A Madeira era um objetivo distante, muito distante, praticamente arrumado da realidade por dois obstáculos gigantes, a julgar pelos relatos que me chegavam de uma das provas incontornáveis de Portugal: o MIUT e os seus triliões de degraus e os abismos, a abrupta sensação de fim de terra com o mar lá longe, em baixo, a pique. Ora degraus são o inferno dos músculos adormecidos dos corredores amadores e arribas são o inferno dos sentidos baralhados de corredores amadores com vertigens. Diagnóstico feito, não vais, minha querida. Só que isso seria contar que o mundo nos deixasse assim, no está-se bem do planinho, no está certo está, vai tu que por cá me entretenho com os degraus ao nível do mar do meu Porto. O mundo não deixou. Certo dia, vibra-me o telefone. No ecrã aparece-me Ester Alves. Luxo. É sempre um luxo quando no ecrã me aparece Ester, ou Lucinda, ou Carlos, ou Armando.

“Vamos à Madeira”, afirma ela. Assim, de repente? Mas, olha, degraus, vertigens, eu sou a última, sempre, degraus não são para mim, mormente a pique. “Vamos à Madeira, marca o voo. Vais conhecer os trilhos do Porto da Cruz. São lindos, temos que falar deles.”
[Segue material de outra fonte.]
PR #1469, opened 2022-10-28
feat: enhance the pdm list command

frostming:
## Pull Request Check List

- Improve `--sort` to accept a comma-separated string
- Packages are included or excluded in the tree approach, when a package is excluded, all its dependencies are excluded, too.
- Modify test cases according to the expected behavior

cc @JohnHardy

### DIFF
--- a/src/pdm/cli/commands/list.py
+++ b/src/pdm/cli/commands/list.py
@@ -288,7 +288,22 @@ class Command(BaseCommand):
         elif options.markdown:
             body = [f"# {project.name} licenses"]
             body.extend(row.markdown(fields) for row in records)
-            ui.echo("\n".join(body), highlight=True)
+            text_body = "\n".join(body)
+            try:
+                ui.echo(text_body, highlight=True)
+            except UnicodeEncodeError:
+                ui.echo(
+                    "Markdown output contains non-ASCII characters. "
+                    "Setting env var PYTHONIOENCODING to 'utf8' may fix this.",
+                    err=True,
+                    style="error",
+                )
+                ui.echo(
+                    text_body.encode().decode("ascii", errors="ignore"), highlight=True
+                )
+                ui.echo(
+                    "**Problem decoding file as UTF-8.  Some characters may be omit.**"
+                )
 
         # Write nice table format.
         else:
--- a/src/pdm/cli/commands/list.py
+++ b/src/pdm/cli/commands/list.py
@@ -1,37 +1,430 @@
 import argparse
+import json
+from collections import defaultdict
+from typing import DefaultDict, Dict, List, Optional, Sequence, Set
 
 from pdm.cli import actions
 from pdm.cli.commands.base import BaseCommand
+from pdm.cli.utils import (
+    build_dependency_graph,
+    check_project_file,
+    get_dist_location,
+    show_dependency_graph,
+)
+from pdm.compat import importlib_metadata as im
+from pdm.exceptions import PdmUsageError
+from pdm.models.requirements import Requirement
 from pdm.project import Project
+
+# Group label for subdependencies
+SUBDEP_GROUP_LABEL = ":sub"
 
 
 class Command(BaseCommand):
     """List packages installed in the current working set"""
 
+    DEFAULT_FIELDS = "name,version,location"
+
     def add_arguments(self, parser: argparse.ArgumentParser) -> None:
-        group = parser.add_mutually_exclusive_group()
-        group.add_argument(
-            "--graph", action="store_true", help="Display a graph of dependencies"
-        )
-        group.add_argument(
+        graph = parser.add_mutually_exclusive_group()
+
+        parser.add_argument(
             "--freeze",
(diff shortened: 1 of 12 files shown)


src/pdm/cli/commands/list.py
```diff
@@ -1,37 +1,428 @@
...
+        # Write JSON
+        elif options.json:
+            json_row = [row.json(fields) for row in records]
+            ui.echo(json.dumps(json_row, indent=4), highlight=True)
+
+        # Write Markdown
+        elif options.markdown:
+            body = [f"# {project.name} licenses"]
+            body.extend(row.markdown(fields) for row in records)
+            ui.echo("\n".join(body), highlight=True)
```
JohnHardy, line 291: A few licences had unusual characters that resulted in unicode errors when printed to a non-tty, for instance the `Arpeggio` package. https://github.com/textX/Arpeggio/blob/master/LICENSE 

What will `ui.echo` do with the character?  As it was reproducing a license document, I felt it was best to add a warning to the document that said that some characters were changed. 

Ref: https://rich.readthedocs.io/en/stable/console.html#printing

frostming: It seems both `ui.echo` and `print` work on my machine, maybe the terminal encoding is fine for me.

JohnHardy: Try piping the output to a file to trigger the error (powershell, windows terminal):

**pdm list --fields name,groups,licenses --markdown -v > test.md**

Here is the stack trace:
```
PS C:\Users\John\Desktop\pdm> pdm run pdm list --fields name,groups,licenses --markdown -v > test.md
  File "C:\Users\John\AppData\Local\Programs\Python\Python39\lib\runpy.py", line 197, in _run_module_as_main
    return _run_code(code, main_globals, None,
  File "C:\Users\John\AppData\Local\Programs\Python\Python39\lib\runpy.py", line 87, in _run_code
    exec(code, run_globals)
  File "C:\Users\John\Desktop\pdm\__pypackages__\3.9\Scripts\pdm.EXE\__main__.py", line 7, in <module>
  File "C:\Users\John\Desktop\pdm\src\pdm\core.py", line 258, in main
    return Core().main(args)
  File "C:\Users\John\Desktop\pdm\src\pdm\core.py", line 190, in main
  File "C:\Users\John\Desktop\pdm\src\pdm\core.py", line 185, in main
    f(project, options)
  File "C:\Users\John\Desktop\pdm\src\pdm\cli\commands\list.py", line 187, in handle
    self.handle_list(packages, name_to_groups, project, options)
  File "C:\Users\John\Desktop\pdm\src\pdm\cli\commands\list.py", line 291, in handle_list
    ui.echo("\n".join(body), highlight=True)
  File "C:\Users\John\Desktop\pdm\src\pdm\termui.py", line 173, in echo
    console.print(message, **kwargs)
  File "C:\Users\John\Desktop\pdm\__pypackages__\3.9\lib\rich\console.py", line 1694, in print
    self._buffer.extend(new_segments)
  File "C:\Users\John\Desktop\pdm\__pypackages__\3.9\lib\rich\console.py", line 848, in __exit__
    self._exit_buffer()
  File "C:\Users\John\Desktop\pdm\__pypackages__\3.9\lib\rich\console.py", line 806, in _exit_buffer
    self._check_buffer()
  File "C:\Users\John\Desktop\pdm\__pypackages__\3.9\lib\rich\console.py", line 1999, in _check_buffer
    legacy_windows_render(
  File "C:\Users\John\Desktop\pdm\__pypackages__\3.9\lib\rich\_windows_renderer.py", line 19, in legacy_windows_render
    term.write_text(text)
  File "C:\Users\John\Desktop\pdm\__pypackages__\3.9\lib\rich\_win32_console.py", line 403, in write_text
    self.write(text)
  File "C:\Users\John\AppData\Local\Programs\Python\Python39\lib\encodings\cp1252.py", line 19, in encode
    return codecs.charmap_encode(input,self.errors,encoding_table)[0]
UnicodeEncodeError: 'charmap' codec can't encode character '\u0107' in position 307: character maps to <undefined>
PS C:\Users\John\Desktop\pdm>
```

To me, it looks like the issue is when it tries to write a non-ascii character to an ascii pipe.

Try:

```
text_body = "\n".join(body)
try:
     ui.echo(text_body, highlight=True)
except UnicodeEncodeError:
    ui.echo(text_body.encode().decode("ascii", errors="ignore"), highlight=True) 
    ui.echo("Problem decoding file as UTF-8.  Some characters may be omit.")
```

frostming: > Try:

Why, if this fails, no content is produced, then it is no different from just popping the exception info.

JohnHardy: Ah - for me it _did_ produce content and left a half complete markdown file.  I thought somebody might not notice (e.g. if running in a CI).

I thought that the exception should not stop the other projects being listed - since the charset in the license file is something the pdm user has no control over.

Dito assim, não tive remédio. Voo marcado. Faltavam meses. Arrumei a ilha a um canto da memória e segui sendo última ou quase (top 10, é uma questão de honra) aqui e ali, mesmo quando o desnível era uma vergonha, mesmo quando metade das corridas era a descer, sempre com aquela mania de que eu, no meu vagar, vejo tudo tudinho e eles, os que me aparecem tem dias no ecrã, não vêem nenhum. Ah e tal, correr é prazer, é olhar, é sentir, é… E num instante estou num voo madrugador a caminho da ilha, aterro a cerrar os dentes entre poços de ar e a ingenuidade do baptismo de voo dos elementos do Rancho Folclórico de Santa Maria da Reguenga, de Santo Tirso, Santi Tirso, Ester, o único sítio onde corri com os da frente, porque te pus a arrastares-te por ali acima com a desculpa de uma reportagem. À saída, Hugo Marques e a redescoberta da hospitalidade dos ilhéus, que já esquecera. É o organizador do Ultra Trail Porto da Cruz Natura, é o jovem visionário que convenceu aquela freguesia do Machico a marcar percursos permanentes, é o homem a quem os madeirenses devem um circuito de treino perfeito do Porto da Cruz ao Poiso e daí para baixo, com passagem pelas paisagens “Senhor dos Anéis” da floresta laurissilva, onde já foram vistos elfos durante o MIUT. Consta.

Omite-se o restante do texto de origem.